(WHAT TO PRODUCE) Among the entries below, one stretch runs from the line that contains "so they can" through the line that contains "need them always.". Repeat that stretch exactly, ends included, and only that.

(DATA LISTING)
──────

PR #532, opened 2018-09-11
Issue: #531 Make it possible to mark CheckboxField as required.

frjo:


opentech/apply/stream_forms/blocks.py
```diff
@@ -127,6 +127,7 @@ def get_searchable_content(self, value, data):
 
 class CheckboxFieldBlock(FormFieldBlock):
     default_value = BooleanBlock(required=False)
+    required = BooleanBlock(label=_('Required'), required=False)
```
todd-dembrey: Previously we've been inheriting from `OptionalFieldBlock` if we are adding the required status.

https://github.com/OpenTechFund/opentech.fund/blob/35ed8f1d2123a6828ced971ba51a0f739db640a6/opentech/apply/stream_forms/blocks.py#L68-L69

PR #542, opened 2018-09-13
Allow existing files on imported submissions to get correct url so th…

frjo:
…ey can be downloaded.

### DIFF
--- a/opentech/apply/funds/models/mixins.py
+++ b/opentech/apply/funds/models/mixins.py
@@ -38,6 +38,9 @@ class AccessFormData:
 
     @classmethod
     def stream_file(cls, file):
+        if 'path' in file:
+            file['filename'] = file['name']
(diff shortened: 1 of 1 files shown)


todd-dembrey:
This is causing quite a few issues for multi file case.

The `process_file` case is relying on the `TypeError` to identify when the `file` attribute is a list. However you trigger an `AtrributeError` for when it is checking if any of the things in the list is `'path'` using the equality check on the file.

See `OTF-WEBAPP-T` error in sentry.

Either we should be checking the for a list in the `process_file` method or catching the `AtrributeError` in the `process_file`. I'm leaning towards the first as broad exception catching is a pain.

I should have made sure #507 was backwards compatible, but it  would probably have been easier to have just updated the stored values than pushing this fix.

frjo:
Do you think I simply should revert this?

PR #556, opened 2018-09-14
Rebuilding the front end stack with gulp 4.

### LINKED ISSUE #508: Rebuilding the front end stack with gulp 4, move all scripts except jQuery lib to footer and more
The main.js file is loaded in the header. Find out if this is really needed for some reason or if it can be moved to the footer for improved front end performance.

```
<script type="text/javascript" src="{% static 'js/main.js' %}"></script>
```

### LINKED ISSUE #601: When looking at the all reviews page in Chrome, the cursor is a move cursor rater than a pointer and each row pops up as an object that can be moved.
Can we undo those properties that make that?

### LINKED ISSUE #607: On apply pages, radio button text gets cut off from other buttons when there are more than two
https://apply.opentech.fund/red-team-lab/

### LINKED ISSUE #662: Truncate text on listing items
When long introductions are input into news items the text flows out of the listing item container. See 'RESEARCH CORNER: MASSBROWSER' news item on https://www.opentech.fund/news/. Suggest either truncating the text on display or setting a character limit on the introduction field.

frjo:
Trying to get the build time down, front end takes a lot of time on each deploy to Heroku now.

With HTTP/2 you also do not gain anything by concatenating css and js files together. Better to add each script only where they are needed.

Using Cloudflare cdn for jQuery and add that to the header on the apply site so Tinymce and the adress field work but move all other scripts to the footer.

<script src="https://cdnjs.cloudflare.com/ajax/libs/jquery/3.3.1/jquery.min.js"></script>

Fixes #508
Fixes #662
Fixes #601 
Fixes #607


frjo:
This shaves about a minut off the time to deploy on Heroku.

frjo:
CircleCI 2 min 28 sec
TravisCI 4 min 29 sec

PR #558, opened 2018-09-15
Short circuit the save for the transition

todd-dembrey:
This allows us to skip the file handling if we are just updating the status field. Should avoid some of the issues we've been seeing on sending determinations.


todd-dembrey:
This should fix the following issues:
 
* Error when accessing files during transitions
* Error when accessing old files at any point
* Ability to transition submission when a determination exists and it had errored.

todd-dembrey:
I'm a little concerned by the CI failure. Might want to look at what is happening locally.

PR #559, opened 2018-09-15
Revert "Allow existing files on imported submissions to get correct u…

frjo:
…rl so they can be downloaded."

This reverts commit 65750f412c735b39123a66fc9fb5f2b69ca43ec6.


todd-dembrey:
I think we should keep the changes with some slight additions. see #558

PR #592, opened 2018-09-19
Disable checking for required fields on application forms for now. La…

frjo:
…bs do not need them always.

This is a hack but there is a point in keeping these fields separate under a "Required for most applications" header since that is true. There are a few labs that do not need them.

Maybe should add a checkbox to the application form "Disregard missing required fields" or something like that. That would make sure staff do not forget the fields by mistake but allow them to omit them when needed.


todd-dembrey:
@frjo I'm going to have a look at this today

──────

(RESPONSE TO THE EXERCISE)
…rl so they can be downloaded."

This reverts commit 65750f412c735b39123a66fc9fb5f2b69ca43ec6.


todd-dembrey:
I think we should keep the changes with some slight additions. see #558

PR #592, opened 2018-09-19
Disable checking for required fields on application forms for now. La…

frjo:
…bs do not need them always.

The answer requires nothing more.